Check every line of the material below for the string "returned", and return the ones that have it.

##### Supplied records #####

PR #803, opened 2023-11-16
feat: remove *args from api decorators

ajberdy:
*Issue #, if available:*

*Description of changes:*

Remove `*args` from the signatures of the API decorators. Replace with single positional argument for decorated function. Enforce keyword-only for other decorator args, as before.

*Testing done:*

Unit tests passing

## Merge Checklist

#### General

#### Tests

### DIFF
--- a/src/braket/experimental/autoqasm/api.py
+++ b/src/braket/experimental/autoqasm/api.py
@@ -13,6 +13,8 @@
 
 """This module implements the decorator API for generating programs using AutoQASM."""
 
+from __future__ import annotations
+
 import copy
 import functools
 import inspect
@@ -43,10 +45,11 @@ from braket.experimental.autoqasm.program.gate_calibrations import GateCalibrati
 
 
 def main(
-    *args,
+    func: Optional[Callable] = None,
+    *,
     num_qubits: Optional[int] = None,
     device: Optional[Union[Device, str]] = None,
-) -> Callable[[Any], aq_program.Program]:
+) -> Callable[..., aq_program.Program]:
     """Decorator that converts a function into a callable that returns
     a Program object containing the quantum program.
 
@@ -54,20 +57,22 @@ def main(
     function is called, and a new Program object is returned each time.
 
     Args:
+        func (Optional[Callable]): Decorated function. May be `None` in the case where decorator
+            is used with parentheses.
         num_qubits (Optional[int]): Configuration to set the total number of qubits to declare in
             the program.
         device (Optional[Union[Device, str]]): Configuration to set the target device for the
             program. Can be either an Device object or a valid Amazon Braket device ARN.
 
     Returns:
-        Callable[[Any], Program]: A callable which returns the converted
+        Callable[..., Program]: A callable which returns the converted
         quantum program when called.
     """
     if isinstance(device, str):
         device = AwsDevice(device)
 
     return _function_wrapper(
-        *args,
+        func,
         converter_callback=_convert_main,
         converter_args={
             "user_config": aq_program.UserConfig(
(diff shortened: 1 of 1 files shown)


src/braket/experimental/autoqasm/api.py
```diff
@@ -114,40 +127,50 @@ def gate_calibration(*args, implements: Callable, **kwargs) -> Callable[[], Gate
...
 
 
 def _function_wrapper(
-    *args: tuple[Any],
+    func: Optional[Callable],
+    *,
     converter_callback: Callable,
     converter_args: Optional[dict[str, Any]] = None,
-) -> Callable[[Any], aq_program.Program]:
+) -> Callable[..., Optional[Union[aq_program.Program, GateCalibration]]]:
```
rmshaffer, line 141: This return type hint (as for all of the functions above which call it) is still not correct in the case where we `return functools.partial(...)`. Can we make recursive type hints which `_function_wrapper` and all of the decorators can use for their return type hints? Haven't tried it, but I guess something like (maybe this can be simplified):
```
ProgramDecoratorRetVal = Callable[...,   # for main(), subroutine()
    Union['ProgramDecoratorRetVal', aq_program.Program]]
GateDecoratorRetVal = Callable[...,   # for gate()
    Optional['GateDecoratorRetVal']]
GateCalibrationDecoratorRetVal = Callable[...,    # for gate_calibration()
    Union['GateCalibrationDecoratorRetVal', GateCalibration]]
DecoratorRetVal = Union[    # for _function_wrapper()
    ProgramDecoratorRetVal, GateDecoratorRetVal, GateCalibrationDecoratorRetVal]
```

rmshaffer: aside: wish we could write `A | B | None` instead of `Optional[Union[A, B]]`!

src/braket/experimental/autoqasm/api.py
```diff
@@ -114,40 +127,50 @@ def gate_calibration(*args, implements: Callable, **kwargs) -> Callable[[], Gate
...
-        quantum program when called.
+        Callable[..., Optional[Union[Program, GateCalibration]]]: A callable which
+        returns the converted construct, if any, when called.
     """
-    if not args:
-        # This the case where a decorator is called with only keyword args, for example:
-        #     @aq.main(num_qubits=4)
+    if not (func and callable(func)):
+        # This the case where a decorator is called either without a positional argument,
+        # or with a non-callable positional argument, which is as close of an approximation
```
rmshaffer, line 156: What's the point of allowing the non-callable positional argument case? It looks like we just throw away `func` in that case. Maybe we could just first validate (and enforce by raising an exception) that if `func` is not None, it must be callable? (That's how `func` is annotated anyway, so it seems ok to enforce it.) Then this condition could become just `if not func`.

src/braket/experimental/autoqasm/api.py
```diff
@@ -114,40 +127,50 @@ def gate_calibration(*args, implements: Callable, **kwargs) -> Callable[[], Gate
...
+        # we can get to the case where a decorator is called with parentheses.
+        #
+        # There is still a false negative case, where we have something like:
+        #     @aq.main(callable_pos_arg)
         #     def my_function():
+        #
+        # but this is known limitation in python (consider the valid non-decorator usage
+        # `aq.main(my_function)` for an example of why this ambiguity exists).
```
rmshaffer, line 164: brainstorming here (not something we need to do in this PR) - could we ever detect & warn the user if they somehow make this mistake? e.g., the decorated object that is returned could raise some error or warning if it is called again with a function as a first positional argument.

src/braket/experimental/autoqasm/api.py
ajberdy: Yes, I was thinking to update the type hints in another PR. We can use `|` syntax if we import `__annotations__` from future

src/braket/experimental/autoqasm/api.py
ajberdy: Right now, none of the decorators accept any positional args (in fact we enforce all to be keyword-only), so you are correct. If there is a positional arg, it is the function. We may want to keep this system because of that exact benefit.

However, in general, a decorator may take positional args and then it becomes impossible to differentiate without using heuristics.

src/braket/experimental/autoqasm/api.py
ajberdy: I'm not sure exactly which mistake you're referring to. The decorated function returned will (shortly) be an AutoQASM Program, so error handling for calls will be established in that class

#####

Task response →
     function is called, and a new Program object is returned each time.
rmshaffer, line 164: brainstorming here (not something we need to do in this PR) - could we ever detect & warn the user if they somehow make this mistake? e.g., the decorated object that is returned could raise some error or warning if it is called again with a function as a first positional argument.
ajberdy: I'm not sure exactly which mistake you're referring to. The decorated function returned will (shortly) be an AutoQASM Program, so error handling for calls will be established in that class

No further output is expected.